PR #1135, opened 2025-06-01
Support new `VERSION`/`BUILD_NUMBER` files for non-Git versioning fallback

edespino:
This change enhances the `getversion` utility to support Apache Cloudberry packaging workflows where Git metadata is not available. This is especially important for source tarballs and downstream builds that operate in Git-free environments.

**Key Improvements:**

* If the repository is not a Git repo, the script will now:

  * **(a)** Attempt to parse `VERSION` if it follows the legacy format:
    `<version> build <build_number>`.
  * **(b)** Fallback to reading the version string from a `VERSION` file and, if available, read the build number from a `BUILD_NUMBER` file.

* The script's header has been updated to document these fallback paths and clarify behavior for different build environments.

**Rationale:**

* Apache source tarballs, per ASF guidelines, cannot contain `.git` directories. This enhancement ensures `getversion` continues to produce semver-compatible version strings (e.g., `2.0.0-incubating-rc1 build 1`) even when Git is unavailable.
* The update ensures the same utility can be used both in CI/CD pipelines and user environments derived from official source distributions.

**Backward Compatibility:**

* The legacy `<version> build <build_number>` format remains supported.
* The Git-based logic is untouched and continues to operate as before.


gfphoenix78:
Nice work! 👍 I have a question: when is the VERSION file updated?

tuhaihe (approved):

edespino:
@gfphoenix78 

> Nice work! 👍 I have a question: when is the VERSION file updated?

Thanks! 👍

Great question. The VERSION file is used primarily in non-git repository scenarios, allowing users to override the version string without editing the generated `configure` script.

However, the Apache Cloudberry release process does not generate a `VERSION` file. Instead, we update `configure.ac` with the release version (e.g., `2.0.0-incubating-rc1`), regenerate `configure`, and commit these changes just before tagging the release.

We will be creating a `BUILD_NUMBER` file—defaulting to `1` — as part of the release process. This file is included in the source tarball to support reproducible builds and consistent versioning outside Git.

gfphoenix78 (approved):
LGTM

Issue #1101, opened 2025-05-14
[Bug] unstable case


avamingli:
### What happened

https://github.com/apache/cloudberry/actions/runs/15015096147/job/42192042707

```sql
0s
Run # Search for regression.diffs recursively
Found regression.diffs at: ./src/test/regress/regression.diffs
diff -I HINT: -I CONTEXT: -I GP_IGNORE: -U3 /__w/cloudberry/cloudberry/src/test/regress/expected/gp_explain.out /__w/cloudberry/cloudberry/src/test/regress/results/gp_explain.out
--- /__w/cloudberry/cloudberry/src/test/regress/expected/gp_explain.out	2025-05-[1](https://github.com/apache/cloudberry/actions/runs/15015096147/job/42192042707#step:18:1)4 01:06:12.981846295 -0700
+++ /__w/cloudberry/cloudberry/src/test/regress/results/gp_explain.out	2025-05-14 01:06:12.997846264 -0700
@@ -672,7 +671,7 @@
                      ->  WorkTable Scan on y (never executed)
                      ->  Materialize (never executed)
                            ->  Gather Motion 3:1  (slice1; segments: 3) (never executed)
-                                 ->  Seq Scan on recursive_table_ic (actual rows=4061 loops=1)
+                                 ->  Seq Scan on recursive_table_ic (actual rows=6090 loops=1)
 GP_IGNORE:(13 rows)
 
 DROP TABLE recursive_table_ic;
```
Found in PR https://github.com/apache/cloudberry/pull/1098, succeed if a retry.

It seems a catalog statistic issue, I haven't seem it before.

### How to reproduce

CI

### Operating System

CI

### Are you willing to submit PR?

- [ ] Yes, I am willing to submit a PR!

### Code of Conduct

- [x] I agree to follow this project's [Code of Conduct](https://github.com/apache/cloudberry/blob/main/CODE_OF_CONDUCT.md).

avamingli:
Should be fixed by #1140

PR #1140, opened 2025-06-04
Fix unstable scan rows caused by limit squelch.

songdongxiaoa2:
Squelch in limit node may cause scan finish early, row count in scan may vary.

### What does this PR do?
Change gp_explain test case, ignore rows count to avoid case failure caused by unstable results.

### Type of Change

### Breaking Changes
no

### Test Plan

### Impact

**Performance:**

no

**User-facing changes:**

no

**Dependencies:**

no

---


avamingli:
@songdongxiaoa2   Good catch! 
This may fix #1101 Thanks.

avamingli (approved):
LGTM.

Issue #1097, opened 2025-05-14
[Bug] PAX: building error in Rocky8 because of unsuitable Protobuf version


tuhaihe:
### Apache Cloudberry version

main

### What happened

^^^^^^^^^^^^^^^^

**AIM OF THE EXERCISE**
After locating the line with "Git is unavailable." in the material above, return it and each line after it exactly, ending at the line with "Great question. The".

**SOLUTION TO THIS TASK**
* Apache source tarballs, per ASF guidelines, cannot contain `.git` directories. This enhancement ensures `getversion` continues to produce semver-compatible version strings (e.g., `2.0.0-incubating-rc1 build 1`) even when Git is unavailable.
* The update ensures the same utility can be used both in CI/CD pipelines and user environments derived from official source distributions.

**Backward Compatibility:**

* The legacy `<version> build <build_number>` format remains supported.
* The Git-based logic is untouched and continues to operate as before.


gfphoenix78:
Nice work! 👍 I have a question: when is the VERSION file updated?

tuhaihe (approved):

edespino:
@gfphoenix78 

> Nice work! 👍 I have a question: when is the VERSION file updated?

Thanks! 👍

Great question. The VERSION file is used primarily in non-git repository scenarios, allowing users to override the version string without editing the generated `configure` script.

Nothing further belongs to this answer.